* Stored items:

= Beginning of Section =

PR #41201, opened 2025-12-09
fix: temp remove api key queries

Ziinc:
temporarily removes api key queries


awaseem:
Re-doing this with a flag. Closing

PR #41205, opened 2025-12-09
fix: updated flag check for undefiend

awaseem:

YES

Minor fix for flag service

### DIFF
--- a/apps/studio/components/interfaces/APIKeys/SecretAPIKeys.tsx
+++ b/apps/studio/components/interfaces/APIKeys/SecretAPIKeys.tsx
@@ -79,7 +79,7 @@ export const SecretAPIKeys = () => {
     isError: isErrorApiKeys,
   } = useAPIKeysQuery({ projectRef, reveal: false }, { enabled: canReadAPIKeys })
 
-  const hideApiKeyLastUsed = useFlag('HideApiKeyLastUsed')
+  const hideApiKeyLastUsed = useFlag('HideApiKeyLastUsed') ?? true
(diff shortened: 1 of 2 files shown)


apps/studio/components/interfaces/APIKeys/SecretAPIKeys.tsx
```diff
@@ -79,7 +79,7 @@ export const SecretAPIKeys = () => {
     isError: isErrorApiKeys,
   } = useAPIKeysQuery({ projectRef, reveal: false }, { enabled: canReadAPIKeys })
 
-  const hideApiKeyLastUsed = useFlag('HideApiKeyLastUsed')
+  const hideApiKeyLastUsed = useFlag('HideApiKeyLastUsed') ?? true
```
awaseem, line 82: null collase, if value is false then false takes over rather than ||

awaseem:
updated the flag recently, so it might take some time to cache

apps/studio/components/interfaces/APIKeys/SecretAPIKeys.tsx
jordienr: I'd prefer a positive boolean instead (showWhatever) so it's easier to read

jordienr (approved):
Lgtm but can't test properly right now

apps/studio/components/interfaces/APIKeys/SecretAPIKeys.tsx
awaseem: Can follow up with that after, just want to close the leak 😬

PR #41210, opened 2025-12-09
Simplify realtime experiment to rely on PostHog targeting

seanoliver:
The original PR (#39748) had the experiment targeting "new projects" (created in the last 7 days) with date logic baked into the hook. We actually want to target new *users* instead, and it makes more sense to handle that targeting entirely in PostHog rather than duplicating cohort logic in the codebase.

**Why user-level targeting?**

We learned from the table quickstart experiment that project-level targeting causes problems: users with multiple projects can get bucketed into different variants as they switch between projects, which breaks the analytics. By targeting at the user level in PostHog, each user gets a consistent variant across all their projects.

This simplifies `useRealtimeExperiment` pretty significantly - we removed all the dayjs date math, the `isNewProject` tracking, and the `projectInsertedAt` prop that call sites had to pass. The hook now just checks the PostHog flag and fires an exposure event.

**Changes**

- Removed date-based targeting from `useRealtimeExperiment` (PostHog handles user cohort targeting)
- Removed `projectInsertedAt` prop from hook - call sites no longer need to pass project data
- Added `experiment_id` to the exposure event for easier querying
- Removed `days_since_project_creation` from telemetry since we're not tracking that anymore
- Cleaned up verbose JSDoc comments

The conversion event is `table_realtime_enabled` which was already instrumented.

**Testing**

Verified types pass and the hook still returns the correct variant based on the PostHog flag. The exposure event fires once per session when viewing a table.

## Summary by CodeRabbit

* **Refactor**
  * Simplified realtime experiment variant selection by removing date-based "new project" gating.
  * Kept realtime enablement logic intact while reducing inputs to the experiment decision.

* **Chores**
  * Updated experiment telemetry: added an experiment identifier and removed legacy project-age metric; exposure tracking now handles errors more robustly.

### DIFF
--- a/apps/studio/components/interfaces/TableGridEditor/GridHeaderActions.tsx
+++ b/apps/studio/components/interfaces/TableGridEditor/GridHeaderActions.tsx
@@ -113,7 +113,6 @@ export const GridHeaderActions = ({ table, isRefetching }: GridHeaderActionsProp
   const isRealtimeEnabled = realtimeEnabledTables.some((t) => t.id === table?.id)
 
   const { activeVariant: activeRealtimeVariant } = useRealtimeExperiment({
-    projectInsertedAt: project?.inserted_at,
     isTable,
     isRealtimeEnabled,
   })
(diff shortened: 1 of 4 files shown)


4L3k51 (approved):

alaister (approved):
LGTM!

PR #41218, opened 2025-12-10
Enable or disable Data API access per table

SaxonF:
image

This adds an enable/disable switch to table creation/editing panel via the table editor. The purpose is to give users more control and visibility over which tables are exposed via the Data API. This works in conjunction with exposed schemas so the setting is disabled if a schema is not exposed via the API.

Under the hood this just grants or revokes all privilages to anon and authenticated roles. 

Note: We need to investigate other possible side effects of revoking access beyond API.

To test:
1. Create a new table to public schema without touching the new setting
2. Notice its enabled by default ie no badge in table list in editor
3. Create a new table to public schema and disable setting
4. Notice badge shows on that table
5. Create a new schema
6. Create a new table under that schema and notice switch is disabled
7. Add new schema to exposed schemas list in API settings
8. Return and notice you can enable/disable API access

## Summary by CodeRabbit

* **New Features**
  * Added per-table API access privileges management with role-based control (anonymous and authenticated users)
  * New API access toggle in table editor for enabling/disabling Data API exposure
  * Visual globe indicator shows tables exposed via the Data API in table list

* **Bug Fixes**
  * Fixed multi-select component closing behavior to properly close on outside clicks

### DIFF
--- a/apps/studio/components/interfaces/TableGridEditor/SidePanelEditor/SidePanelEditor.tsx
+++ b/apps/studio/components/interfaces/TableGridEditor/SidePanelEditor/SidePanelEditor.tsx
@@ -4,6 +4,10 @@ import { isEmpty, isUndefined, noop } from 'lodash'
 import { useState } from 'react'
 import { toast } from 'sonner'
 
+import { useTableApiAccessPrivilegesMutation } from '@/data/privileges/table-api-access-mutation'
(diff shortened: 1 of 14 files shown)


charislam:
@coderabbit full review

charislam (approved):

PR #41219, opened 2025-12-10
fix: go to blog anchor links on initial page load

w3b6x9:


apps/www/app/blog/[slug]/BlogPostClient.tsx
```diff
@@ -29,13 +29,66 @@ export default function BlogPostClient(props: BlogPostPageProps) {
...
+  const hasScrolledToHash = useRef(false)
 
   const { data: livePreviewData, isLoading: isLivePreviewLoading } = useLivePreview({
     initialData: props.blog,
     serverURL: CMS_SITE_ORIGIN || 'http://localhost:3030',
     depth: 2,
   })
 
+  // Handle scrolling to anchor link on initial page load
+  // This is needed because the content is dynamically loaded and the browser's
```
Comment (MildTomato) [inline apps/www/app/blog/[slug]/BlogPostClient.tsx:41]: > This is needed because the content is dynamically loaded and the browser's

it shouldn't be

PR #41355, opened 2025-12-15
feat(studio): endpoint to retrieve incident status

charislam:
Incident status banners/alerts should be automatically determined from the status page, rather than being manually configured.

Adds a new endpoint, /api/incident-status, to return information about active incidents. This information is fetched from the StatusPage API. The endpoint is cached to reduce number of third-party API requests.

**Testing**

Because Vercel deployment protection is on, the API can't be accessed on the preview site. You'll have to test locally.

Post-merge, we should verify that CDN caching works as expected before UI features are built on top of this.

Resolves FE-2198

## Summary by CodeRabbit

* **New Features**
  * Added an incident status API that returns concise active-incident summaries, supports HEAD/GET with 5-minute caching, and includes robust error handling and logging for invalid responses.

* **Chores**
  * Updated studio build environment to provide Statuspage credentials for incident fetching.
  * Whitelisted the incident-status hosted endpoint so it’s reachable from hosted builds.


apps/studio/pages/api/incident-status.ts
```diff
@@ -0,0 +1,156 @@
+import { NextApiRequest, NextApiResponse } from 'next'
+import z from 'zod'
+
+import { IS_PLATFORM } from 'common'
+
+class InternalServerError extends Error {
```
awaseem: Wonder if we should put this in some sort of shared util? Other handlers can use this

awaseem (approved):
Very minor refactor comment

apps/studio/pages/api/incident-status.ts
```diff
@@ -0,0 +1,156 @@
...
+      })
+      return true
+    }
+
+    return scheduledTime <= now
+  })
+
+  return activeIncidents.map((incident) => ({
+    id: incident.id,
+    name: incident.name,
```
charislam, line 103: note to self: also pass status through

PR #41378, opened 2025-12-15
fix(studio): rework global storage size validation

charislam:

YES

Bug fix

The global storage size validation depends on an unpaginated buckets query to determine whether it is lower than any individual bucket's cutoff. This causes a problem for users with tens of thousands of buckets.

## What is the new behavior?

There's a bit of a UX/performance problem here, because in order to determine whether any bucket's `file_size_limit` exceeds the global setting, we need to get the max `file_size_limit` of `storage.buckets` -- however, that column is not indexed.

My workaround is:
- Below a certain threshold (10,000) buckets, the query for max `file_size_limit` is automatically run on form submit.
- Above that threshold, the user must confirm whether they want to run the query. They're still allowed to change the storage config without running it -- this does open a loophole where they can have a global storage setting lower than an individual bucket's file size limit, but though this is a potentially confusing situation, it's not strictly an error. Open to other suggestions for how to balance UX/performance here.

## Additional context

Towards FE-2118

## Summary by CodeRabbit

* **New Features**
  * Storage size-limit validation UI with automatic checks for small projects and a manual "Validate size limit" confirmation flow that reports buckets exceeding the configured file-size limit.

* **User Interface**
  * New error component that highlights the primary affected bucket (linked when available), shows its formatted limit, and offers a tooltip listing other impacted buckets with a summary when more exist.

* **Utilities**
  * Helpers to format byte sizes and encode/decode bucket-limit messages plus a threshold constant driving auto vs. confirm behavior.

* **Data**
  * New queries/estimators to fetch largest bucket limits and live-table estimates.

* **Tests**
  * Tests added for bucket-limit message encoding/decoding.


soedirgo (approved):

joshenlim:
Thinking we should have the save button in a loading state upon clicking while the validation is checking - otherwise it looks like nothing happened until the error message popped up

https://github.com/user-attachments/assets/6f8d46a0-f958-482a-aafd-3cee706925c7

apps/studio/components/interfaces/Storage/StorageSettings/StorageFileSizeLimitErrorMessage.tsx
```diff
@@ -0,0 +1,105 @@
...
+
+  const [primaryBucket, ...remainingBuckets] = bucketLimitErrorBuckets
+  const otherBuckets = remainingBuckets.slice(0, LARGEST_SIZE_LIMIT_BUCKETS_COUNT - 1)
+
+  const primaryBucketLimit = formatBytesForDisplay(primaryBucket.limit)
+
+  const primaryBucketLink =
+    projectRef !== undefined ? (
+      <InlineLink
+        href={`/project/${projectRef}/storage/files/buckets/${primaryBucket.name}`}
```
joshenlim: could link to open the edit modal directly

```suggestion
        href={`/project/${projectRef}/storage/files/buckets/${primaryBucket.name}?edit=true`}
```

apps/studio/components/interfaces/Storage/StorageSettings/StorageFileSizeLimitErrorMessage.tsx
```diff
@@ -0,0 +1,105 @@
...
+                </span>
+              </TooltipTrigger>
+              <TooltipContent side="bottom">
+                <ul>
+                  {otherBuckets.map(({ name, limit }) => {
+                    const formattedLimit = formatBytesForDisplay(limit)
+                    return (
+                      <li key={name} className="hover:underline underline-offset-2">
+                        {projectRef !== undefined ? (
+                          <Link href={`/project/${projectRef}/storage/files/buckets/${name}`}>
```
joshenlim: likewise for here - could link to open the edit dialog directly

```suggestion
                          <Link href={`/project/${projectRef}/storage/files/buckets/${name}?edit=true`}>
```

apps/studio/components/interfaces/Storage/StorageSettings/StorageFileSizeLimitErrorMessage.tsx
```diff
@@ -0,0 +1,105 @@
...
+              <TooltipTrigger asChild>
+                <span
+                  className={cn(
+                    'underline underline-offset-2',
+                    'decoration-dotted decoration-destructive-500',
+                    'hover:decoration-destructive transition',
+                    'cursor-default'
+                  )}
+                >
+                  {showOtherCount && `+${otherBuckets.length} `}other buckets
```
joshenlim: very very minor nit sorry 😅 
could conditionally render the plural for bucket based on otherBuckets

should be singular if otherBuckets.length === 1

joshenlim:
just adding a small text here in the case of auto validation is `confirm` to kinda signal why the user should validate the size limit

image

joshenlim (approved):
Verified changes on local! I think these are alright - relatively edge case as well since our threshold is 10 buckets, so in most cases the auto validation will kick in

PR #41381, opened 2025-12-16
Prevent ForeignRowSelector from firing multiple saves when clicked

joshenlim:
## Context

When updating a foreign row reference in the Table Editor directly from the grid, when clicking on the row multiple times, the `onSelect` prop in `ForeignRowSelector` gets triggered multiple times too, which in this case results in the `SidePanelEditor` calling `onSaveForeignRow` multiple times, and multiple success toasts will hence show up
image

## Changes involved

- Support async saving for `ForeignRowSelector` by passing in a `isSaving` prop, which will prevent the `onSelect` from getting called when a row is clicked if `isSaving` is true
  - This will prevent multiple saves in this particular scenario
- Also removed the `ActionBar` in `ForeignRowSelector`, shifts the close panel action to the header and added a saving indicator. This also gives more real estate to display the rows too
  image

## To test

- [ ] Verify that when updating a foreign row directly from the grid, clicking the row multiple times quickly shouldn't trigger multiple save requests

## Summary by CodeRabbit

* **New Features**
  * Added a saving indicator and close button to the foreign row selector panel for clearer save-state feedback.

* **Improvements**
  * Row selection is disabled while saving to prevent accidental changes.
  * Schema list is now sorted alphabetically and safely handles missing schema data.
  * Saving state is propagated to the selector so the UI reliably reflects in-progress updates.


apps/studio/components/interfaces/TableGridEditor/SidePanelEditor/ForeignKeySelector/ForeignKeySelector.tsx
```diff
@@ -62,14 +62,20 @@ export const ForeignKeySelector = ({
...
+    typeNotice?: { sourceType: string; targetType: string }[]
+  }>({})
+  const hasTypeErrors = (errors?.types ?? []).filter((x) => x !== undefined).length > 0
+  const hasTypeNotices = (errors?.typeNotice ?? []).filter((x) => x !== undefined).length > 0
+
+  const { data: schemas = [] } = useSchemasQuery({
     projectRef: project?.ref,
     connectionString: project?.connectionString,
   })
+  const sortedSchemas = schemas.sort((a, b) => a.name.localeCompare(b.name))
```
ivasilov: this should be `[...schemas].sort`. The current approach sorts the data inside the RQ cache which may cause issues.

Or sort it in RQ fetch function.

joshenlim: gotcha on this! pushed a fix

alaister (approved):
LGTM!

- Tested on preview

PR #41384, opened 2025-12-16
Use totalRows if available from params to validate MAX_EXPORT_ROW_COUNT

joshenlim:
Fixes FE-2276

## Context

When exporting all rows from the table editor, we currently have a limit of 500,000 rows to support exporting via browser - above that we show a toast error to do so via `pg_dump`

= End of Section =
= Beginning of Section =

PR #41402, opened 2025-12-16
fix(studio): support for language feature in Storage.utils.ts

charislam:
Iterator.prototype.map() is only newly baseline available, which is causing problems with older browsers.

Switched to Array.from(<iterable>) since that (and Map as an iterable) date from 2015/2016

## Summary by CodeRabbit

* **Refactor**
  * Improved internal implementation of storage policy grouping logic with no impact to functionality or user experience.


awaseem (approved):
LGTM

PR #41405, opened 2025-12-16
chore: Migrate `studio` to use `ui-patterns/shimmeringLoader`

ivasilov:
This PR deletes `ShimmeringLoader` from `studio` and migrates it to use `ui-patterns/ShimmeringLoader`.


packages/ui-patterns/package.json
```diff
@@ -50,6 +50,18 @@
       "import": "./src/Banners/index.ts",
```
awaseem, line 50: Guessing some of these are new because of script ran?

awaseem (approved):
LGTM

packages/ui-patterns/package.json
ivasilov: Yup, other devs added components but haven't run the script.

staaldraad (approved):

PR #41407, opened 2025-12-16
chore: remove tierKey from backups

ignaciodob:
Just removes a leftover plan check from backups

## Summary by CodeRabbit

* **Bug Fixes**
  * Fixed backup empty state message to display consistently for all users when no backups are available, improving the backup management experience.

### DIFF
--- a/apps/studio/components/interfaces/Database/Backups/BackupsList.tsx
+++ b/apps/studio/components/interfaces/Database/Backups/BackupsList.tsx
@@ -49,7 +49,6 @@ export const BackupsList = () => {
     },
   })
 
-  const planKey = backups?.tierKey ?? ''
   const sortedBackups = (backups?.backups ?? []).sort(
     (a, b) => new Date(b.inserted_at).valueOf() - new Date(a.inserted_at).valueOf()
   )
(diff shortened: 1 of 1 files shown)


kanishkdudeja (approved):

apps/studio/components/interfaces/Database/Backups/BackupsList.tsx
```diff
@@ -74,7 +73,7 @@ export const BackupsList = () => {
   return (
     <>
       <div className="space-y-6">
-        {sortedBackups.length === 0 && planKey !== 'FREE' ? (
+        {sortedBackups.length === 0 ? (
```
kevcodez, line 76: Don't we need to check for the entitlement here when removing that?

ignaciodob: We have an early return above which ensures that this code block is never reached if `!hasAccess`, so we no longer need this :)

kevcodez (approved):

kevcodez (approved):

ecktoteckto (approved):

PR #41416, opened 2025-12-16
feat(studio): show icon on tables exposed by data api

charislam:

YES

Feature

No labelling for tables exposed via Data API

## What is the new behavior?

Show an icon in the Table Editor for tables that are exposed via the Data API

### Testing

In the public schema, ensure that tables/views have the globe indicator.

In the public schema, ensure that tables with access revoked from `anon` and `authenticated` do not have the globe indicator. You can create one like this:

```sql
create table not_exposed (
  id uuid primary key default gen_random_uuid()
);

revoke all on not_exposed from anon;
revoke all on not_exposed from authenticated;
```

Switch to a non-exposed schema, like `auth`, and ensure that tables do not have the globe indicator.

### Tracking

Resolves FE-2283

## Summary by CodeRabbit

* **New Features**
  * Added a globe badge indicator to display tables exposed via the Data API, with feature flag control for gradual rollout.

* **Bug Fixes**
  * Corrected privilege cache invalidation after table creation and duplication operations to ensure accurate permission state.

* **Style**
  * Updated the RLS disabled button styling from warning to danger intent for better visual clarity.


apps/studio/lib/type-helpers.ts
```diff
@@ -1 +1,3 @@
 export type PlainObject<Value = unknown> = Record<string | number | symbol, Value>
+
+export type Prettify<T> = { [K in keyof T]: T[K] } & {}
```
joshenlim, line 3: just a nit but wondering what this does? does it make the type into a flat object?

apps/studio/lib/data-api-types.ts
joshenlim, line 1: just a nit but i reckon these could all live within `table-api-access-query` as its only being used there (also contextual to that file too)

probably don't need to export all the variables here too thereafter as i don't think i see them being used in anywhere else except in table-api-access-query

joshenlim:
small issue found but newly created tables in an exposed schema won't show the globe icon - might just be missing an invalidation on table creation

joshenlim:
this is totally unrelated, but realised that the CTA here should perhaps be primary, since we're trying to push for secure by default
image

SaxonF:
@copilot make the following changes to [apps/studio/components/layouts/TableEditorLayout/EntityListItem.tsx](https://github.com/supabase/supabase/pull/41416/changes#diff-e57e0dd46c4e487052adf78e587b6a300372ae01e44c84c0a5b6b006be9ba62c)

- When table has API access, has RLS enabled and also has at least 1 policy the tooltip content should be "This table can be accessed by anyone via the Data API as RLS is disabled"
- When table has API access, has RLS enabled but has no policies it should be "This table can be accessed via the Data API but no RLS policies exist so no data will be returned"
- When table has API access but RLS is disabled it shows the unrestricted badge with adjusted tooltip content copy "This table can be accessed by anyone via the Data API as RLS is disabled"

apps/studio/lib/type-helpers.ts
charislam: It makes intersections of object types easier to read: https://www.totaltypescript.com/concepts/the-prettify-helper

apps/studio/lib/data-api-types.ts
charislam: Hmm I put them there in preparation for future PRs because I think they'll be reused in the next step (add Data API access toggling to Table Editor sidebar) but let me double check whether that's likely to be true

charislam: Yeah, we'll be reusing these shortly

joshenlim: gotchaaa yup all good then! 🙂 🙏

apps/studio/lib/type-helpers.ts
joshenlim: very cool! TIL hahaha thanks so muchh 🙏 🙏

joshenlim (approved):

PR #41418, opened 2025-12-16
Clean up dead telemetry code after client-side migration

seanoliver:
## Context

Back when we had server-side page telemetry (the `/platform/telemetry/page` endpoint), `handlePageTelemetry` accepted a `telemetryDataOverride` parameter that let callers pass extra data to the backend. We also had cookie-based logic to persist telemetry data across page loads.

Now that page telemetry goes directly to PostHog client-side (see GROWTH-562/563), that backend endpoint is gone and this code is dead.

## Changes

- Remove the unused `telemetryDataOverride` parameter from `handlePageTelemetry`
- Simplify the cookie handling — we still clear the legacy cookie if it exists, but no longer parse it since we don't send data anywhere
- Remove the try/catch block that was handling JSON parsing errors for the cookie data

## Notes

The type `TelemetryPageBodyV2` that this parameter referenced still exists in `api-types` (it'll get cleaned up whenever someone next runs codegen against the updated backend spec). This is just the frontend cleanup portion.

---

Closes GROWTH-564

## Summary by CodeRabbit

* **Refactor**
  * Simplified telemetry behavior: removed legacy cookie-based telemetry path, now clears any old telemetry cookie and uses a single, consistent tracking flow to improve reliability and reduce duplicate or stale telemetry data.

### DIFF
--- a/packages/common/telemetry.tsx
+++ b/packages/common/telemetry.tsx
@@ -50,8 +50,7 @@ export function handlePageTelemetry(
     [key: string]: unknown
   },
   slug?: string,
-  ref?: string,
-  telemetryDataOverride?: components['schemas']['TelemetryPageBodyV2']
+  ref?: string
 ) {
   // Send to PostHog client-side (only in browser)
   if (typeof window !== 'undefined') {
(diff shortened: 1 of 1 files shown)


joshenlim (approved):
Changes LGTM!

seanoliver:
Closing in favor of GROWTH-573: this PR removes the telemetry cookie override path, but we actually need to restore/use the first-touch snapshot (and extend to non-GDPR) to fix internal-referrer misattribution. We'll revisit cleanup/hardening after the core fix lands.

= End of Section =

Throughout the data above, count the lines in which the word "tierKey" occurs; supply the number alone.

* Reply to the task: 2